→ **TASK DESCRIPTION**: Whenever a line below holds the word "faker", count it once; report the total and nothing else.
::: SUPPLIED DATA :::
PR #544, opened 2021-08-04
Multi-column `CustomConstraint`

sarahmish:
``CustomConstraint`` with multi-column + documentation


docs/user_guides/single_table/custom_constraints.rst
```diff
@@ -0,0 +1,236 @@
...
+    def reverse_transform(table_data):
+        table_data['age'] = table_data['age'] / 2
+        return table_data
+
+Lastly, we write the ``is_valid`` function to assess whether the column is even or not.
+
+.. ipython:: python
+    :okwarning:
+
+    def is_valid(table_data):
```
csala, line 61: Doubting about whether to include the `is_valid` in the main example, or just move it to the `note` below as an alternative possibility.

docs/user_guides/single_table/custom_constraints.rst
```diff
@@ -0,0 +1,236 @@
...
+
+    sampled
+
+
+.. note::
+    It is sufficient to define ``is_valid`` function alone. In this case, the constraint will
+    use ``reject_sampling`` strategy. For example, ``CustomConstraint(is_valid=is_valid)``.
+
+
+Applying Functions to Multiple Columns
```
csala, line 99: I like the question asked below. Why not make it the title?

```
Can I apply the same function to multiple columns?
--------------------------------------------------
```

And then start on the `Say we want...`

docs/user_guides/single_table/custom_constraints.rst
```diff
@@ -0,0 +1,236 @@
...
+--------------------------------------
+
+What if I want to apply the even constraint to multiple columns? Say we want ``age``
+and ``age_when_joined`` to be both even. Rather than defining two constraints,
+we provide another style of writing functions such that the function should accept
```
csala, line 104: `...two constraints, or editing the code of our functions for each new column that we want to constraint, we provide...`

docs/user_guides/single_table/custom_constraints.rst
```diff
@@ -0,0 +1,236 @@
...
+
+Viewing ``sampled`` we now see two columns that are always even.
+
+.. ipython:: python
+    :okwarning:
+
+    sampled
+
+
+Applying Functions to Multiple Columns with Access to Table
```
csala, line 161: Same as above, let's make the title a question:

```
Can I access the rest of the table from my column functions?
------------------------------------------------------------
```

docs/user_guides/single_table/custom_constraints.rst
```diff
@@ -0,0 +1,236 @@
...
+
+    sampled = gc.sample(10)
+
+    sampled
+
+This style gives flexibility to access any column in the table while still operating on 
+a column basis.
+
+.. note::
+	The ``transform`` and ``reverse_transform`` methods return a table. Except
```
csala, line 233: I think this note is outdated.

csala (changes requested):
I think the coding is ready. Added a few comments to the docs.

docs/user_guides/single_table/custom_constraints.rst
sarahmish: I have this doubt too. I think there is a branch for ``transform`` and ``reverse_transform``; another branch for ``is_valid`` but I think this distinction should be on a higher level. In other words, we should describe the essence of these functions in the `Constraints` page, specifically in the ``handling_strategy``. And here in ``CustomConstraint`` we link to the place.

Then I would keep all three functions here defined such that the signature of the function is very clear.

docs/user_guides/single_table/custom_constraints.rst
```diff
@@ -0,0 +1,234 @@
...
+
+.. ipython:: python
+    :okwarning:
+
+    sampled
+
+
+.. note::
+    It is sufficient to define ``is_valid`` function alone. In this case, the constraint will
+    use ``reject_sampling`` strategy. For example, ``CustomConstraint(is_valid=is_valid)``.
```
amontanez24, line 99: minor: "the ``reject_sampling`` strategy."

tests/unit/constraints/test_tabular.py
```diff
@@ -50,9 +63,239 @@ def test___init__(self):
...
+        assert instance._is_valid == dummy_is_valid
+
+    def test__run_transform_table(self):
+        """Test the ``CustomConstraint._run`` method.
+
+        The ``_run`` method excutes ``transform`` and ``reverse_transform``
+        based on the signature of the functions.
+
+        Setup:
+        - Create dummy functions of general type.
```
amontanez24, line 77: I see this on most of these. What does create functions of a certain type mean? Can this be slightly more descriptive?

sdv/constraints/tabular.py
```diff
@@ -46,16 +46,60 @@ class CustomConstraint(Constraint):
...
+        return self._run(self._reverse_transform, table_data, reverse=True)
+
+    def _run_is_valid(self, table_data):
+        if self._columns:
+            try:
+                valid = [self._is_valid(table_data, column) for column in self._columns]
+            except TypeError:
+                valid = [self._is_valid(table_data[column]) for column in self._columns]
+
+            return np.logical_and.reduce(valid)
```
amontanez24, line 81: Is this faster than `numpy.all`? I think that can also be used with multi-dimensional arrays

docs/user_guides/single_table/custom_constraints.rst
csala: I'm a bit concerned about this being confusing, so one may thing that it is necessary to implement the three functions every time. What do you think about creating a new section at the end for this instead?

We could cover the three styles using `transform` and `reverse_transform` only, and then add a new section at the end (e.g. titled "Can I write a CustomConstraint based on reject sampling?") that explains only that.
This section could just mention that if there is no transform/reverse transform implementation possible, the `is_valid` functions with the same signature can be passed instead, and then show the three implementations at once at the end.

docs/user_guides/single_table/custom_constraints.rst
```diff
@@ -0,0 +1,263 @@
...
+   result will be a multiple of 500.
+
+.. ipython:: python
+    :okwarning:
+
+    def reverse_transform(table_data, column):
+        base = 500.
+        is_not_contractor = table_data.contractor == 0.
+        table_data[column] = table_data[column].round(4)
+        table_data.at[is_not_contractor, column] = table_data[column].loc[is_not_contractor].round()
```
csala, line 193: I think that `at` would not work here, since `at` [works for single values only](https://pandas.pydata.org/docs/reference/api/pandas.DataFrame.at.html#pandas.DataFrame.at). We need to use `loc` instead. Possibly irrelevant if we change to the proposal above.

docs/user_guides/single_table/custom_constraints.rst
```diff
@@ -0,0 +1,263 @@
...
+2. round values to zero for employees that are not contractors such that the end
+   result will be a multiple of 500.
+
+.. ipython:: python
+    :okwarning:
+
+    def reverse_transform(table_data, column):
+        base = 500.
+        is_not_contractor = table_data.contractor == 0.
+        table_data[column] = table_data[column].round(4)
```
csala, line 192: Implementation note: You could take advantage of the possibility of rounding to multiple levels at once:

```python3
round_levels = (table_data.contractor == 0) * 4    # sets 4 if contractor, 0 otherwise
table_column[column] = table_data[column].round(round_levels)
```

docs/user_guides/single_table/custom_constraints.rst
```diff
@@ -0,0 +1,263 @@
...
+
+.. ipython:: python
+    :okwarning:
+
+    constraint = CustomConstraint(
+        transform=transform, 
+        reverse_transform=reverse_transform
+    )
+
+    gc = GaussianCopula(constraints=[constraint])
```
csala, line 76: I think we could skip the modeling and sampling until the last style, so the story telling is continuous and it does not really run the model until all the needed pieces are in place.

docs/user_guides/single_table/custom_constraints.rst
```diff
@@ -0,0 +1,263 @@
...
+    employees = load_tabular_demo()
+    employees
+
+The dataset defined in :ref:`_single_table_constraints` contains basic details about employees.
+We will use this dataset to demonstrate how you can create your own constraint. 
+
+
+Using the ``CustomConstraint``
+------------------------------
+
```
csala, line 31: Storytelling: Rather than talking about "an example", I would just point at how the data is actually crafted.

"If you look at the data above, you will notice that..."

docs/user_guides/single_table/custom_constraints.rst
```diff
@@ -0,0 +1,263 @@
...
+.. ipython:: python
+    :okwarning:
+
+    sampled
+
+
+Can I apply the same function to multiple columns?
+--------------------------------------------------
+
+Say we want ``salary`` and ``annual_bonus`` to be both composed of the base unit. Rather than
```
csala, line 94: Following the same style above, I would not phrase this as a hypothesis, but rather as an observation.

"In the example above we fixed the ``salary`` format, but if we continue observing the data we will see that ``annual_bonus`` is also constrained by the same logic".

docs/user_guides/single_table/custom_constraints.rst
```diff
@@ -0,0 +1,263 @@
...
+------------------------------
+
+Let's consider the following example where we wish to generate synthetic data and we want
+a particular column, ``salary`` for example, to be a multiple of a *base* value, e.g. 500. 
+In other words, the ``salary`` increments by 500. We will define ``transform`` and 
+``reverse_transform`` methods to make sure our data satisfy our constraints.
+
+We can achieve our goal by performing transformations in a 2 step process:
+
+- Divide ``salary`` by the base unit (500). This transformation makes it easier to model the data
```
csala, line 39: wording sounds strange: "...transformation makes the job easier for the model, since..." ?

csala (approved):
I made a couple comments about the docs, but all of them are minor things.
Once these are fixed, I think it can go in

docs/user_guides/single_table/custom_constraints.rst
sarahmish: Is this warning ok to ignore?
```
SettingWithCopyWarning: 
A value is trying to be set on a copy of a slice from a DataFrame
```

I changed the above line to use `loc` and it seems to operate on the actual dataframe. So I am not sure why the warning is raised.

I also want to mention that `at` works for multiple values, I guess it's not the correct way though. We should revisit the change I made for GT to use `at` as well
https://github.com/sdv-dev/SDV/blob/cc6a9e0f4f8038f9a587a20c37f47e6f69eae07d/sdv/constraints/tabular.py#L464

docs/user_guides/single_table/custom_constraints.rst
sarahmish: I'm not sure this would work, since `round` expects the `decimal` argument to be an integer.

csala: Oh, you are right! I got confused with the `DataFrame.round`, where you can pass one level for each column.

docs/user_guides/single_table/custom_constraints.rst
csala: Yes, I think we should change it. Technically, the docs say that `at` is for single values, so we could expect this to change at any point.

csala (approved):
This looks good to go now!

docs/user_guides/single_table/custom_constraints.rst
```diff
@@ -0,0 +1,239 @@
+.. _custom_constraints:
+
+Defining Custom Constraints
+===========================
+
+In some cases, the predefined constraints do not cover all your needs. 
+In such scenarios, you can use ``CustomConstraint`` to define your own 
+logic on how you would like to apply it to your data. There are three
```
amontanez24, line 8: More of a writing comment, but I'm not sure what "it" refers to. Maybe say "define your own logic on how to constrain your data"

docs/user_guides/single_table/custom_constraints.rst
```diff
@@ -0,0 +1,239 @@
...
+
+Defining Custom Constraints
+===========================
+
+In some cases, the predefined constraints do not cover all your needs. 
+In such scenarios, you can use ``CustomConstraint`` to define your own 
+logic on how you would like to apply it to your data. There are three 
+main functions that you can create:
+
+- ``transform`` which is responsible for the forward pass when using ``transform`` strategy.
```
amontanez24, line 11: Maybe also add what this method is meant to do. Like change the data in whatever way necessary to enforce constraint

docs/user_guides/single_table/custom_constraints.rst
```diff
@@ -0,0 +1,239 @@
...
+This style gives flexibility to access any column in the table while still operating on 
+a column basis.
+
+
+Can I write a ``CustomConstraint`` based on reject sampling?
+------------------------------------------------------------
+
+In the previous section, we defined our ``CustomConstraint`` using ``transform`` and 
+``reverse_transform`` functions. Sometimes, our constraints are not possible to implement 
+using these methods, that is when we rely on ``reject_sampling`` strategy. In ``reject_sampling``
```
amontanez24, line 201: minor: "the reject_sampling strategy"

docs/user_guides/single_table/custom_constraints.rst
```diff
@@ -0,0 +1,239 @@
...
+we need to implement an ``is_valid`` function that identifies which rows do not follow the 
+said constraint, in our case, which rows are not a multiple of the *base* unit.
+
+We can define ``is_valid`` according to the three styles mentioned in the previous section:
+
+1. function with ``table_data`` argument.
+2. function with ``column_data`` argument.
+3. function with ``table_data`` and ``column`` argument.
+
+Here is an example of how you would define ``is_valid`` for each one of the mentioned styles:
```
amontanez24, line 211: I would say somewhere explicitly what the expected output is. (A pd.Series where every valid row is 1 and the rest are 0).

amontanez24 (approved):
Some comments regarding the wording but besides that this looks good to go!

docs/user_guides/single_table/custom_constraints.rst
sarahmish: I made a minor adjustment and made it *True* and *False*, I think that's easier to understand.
:::
::: SUPPLIED DATA :::
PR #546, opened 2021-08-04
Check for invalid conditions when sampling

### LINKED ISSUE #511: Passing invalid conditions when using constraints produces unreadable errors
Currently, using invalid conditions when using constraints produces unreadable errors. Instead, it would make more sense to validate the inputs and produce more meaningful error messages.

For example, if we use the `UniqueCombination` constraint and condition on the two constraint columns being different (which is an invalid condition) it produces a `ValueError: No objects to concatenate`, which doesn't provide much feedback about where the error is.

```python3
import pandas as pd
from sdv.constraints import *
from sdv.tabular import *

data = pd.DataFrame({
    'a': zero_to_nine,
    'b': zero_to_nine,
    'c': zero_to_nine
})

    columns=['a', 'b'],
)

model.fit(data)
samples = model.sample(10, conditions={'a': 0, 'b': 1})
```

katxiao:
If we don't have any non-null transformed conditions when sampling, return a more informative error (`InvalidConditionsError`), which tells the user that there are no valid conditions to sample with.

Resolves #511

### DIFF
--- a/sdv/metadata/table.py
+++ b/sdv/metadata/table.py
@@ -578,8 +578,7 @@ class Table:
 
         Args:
:::
::: SUPPLIED DATA :::
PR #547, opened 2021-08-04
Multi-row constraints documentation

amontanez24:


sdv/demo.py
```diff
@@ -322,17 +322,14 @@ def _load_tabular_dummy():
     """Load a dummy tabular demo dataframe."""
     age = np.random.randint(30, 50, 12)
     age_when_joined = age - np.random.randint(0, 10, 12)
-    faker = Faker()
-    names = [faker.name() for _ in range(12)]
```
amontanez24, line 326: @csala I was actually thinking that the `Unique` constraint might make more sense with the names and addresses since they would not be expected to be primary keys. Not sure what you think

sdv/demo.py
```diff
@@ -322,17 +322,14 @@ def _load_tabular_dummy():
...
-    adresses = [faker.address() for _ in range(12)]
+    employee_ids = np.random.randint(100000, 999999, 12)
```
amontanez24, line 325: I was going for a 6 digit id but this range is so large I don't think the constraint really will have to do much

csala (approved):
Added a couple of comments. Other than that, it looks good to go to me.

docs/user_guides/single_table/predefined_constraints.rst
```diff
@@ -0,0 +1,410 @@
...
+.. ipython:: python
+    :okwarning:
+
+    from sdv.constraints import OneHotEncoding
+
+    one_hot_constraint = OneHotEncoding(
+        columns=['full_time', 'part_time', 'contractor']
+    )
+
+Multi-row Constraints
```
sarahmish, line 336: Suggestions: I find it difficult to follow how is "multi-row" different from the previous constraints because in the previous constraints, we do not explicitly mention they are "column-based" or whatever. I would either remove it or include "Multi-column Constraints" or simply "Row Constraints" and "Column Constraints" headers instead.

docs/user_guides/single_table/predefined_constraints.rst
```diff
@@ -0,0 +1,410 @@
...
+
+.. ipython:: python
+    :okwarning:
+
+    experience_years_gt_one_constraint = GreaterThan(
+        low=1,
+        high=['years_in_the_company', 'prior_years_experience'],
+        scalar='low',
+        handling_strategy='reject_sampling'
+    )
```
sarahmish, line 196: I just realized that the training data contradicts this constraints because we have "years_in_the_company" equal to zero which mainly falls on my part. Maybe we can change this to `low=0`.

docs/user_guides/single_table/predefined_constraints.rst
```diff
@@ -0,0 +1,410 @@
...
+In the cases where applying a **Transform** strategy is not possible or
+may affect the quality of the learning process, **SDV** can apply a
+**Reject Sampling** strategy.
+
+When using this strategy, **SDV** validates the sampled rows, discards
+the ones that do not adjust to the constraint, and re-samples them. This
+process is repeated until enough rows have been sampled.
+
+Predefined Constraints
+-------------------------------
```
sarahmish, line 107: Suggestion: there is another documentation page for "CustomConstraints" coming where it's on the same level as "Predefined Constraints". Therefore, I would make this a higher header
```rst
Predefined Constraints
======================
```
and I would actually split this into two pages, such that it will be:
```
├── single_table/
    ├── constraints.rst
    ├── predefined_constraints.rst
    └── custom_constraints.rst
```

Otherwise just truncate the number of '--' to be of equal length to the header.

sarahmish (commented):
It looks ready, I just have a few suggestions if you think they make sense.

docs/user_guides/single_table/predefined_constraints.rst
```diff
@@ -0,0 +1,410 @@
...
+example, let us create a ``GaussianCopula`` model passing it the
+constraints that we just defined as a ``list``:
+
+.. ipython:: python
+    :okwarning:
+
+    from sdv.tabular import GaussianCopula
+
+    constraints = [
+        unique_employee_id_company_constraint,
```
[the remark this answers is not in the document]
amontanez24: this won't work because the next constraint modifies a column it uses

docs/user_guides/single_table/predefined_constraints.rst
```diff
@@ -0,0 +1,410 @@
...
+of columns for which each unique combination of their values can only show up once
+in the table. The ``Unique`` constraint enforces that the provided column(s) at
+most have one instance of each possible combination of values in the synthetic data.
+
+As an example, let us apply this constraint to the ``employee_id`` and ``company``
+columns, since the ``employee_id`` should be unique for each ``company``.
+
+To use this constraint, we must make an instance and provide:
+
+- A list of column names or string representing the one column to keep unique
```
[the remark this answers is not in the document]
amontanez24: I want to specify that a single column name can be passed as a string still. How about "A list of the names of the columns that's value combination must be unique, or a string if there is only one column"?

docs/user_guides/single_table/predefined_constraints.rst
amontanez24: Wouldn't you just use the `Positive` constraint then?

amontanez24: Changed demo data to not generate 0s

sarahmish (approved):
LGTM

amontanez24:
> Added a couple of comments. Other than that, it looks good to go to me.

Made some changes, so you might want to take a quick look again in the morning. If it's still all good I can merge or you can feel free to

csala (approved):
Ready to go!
:::
→ **RESULT BELOW**: 3